# Questions to ask potential new owners when Rehoming



## LadyKat (Nov 15, 2011)

I was hoping someone out there has some questions I can ask potential owners for Smudge.

I know I really want them to be aware of Rabbit behaviour such as (chewing and digging) and the expenses associated with rabbit ownership.

Any help would be greatly appreciated as I really have no idea what to ask.


----------



## MiniLopHop (Nov 15, 2011)

You might want to check on the House Rabbit Society webpage, they had questions on their application for adoption. Also check out the application for Luv-n-bunns here: http://www.luvnbunns.org/forms


----------



## Nancy McClelland (Nov 15, 2011)

We just talked with potential adopters. Why do you want a bunny, what do you know about bunnies. We wanted to make sure they would match up with our babies.
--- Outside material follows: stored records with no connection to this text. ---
PR #1751, opened 2022-08-10
feat: port Description from console

chambo-e:


src/components/Description/index.tsx
```diff
@@ -1,56 +1,70 @@
...
+        overflow: hidden;
+        text-overflow: ellipsis;
+        width: ${width};
+      }
+    `}
 
-  ${({ theme, selectable }) =>
-    selectable &&
+  ${({ userSelect, theme }) =>
+    userSelect &&
```
matthprost, line 65: Use ternary instead ?

```ts
ellipsis ? ... : null
```

src/components/Description/index.tsx
```diff
@@ -1,56 +1,70 @@
...
+  ${({ inline }) =>
+    inline &&
+    css`
+      display: flex;
+      justify-content: flex-start;
+      align-items: center;
+      ${Desc} {
+        margin: 0 0 0 8px;
+      }
+    `};
```
matthprost, line 51: Here too

src/components/Description/index.tsx
```diff
@@ -1,56 +1,70 @@
...
+
+const Desc = styled('dd', {
+  shouldForwardProp: prop => !['capitalize'].includes(prop),
+})<{ capitalize?: boolean }>`
+  display: flex;
+  align-items: center;
   color: ${({ theme }) => theme.colors.neutral.text};
-  margin: 0;
-  margin-top: ${({ theme }) => theme.space['1']};
+  margin: 8px 0 0 0;
```
matthprost, line 19: Can we use theme spacing ?

src/components/Description/index.tsx
```diff
@@ -1,56 +1,70 @@
...
+  userSelect?: boolean
+  width?: string
+}
+
+const BareDescription = styled('dl', {
+  shouldForwardProp: prop =>
+    !['inline', 'ellipsis', 'userSelect'].includes(prop),
+})<DescriptionProps>`
   font-size: 16px;
   line-height: 16px;
```
matthprost, line 39: Possible to use text / theme.typography properties instead of hard coded values ?

matthprost (changes requested):

src/components/Description/index.tsx
```diff
@@ -1,56 +1,70 @@
 import { css } from '@emotion/react'
 import styled from '@emotion/styled'
-import PropTypes from 'prop-types'
-import { WeakValidationMap } from 'react'
-import Box, { BoxProps } from '../Box'
 
-const Term = styled(Box.withComponent('dt'))`
+const Term = styled.dt`
   font-weight: 500;
```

When we had a "problem" child, they stayed with us for life. Wanted to make sure none of ours went to a shelter ever again.


----------



## LadyKat (Nov 15, 2011)

Thanks MiniLop this looks great I can defintely modify it for my needs.
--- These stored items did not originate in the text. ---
Issue #548, opened 2021-07-19
refactor: xstyled removal


chambo-e:
We'd like to move on from xstyled to have a more conventional usage of our components. Meaning no props based styled modifiers, spacing should be handled by the parent component

This issue might be transformed into a milestone at some point because it's a huge task

chambo-e:
@baptisteArno wut ?

baptisteArno:
@matthprost wut ?

PR #1753, opened 2022-08-10
feat(Notice): migrate from Box to div

chambo-e:
Related to #548

### DIFF
--- a/src/components/TextBox/index.tsx
+++ b/src/components/TextBox/index.tsx
@@ -623,7 +623,7 @@ const TextBox = forwardRef<
         <Expandable height={56} overflow="hidden" opened={!!error}>
           <StyledError>{error}</StyledError>
         </Expandable>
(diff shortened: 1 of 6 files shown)


src/components/TextBox/index.tsx
```diff
@@ -620,7 +623,7 @@ const TextBox = forwardRef<
         <Expandable height={56} overflow="hidden" opened={!!error}>
           <StyledError>{error}</StyledError>
         </Expandable>
-        {notice && <Notice mt={1}>{notice}</Notice>}
+        {notice && <StyledNotice>{notice}</StyledNotice>}
```
matthprost, line 626:
```suggestion
        {notice ? <StyledNotice>{notice}</StyledNotice> : null}
```

matthprost (changes requested):
It will also mean a migration on projects using Notice :)

matthprost (approved):

baptisteArno (approved):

I am still not 100% on my decision to give her away, but.... you know, she has her good moments like last night where she hops along the back of the couch, snuges my head and neck, lets me pet her and even hold her a bit and play ring toss for 20 minutes.

Then a few hours later, tears across the room, tries to eat her way back into the couch 5 times in a row, takes a strip off the ottoman, bites me, then goes back to relaxing.


----------



## LadyKat (Nov 15, 2011)

Maybe I just need a rabbit proofing expert to come to my house and show me what to do. Or perhaps take a fair number of pictures and get ideas on what to do. It is that part I can't stand, I do not have expensive anythings, but the destroying of furniture drives me nuts.


----------



## MiniLopHop (Nov 15, 2011)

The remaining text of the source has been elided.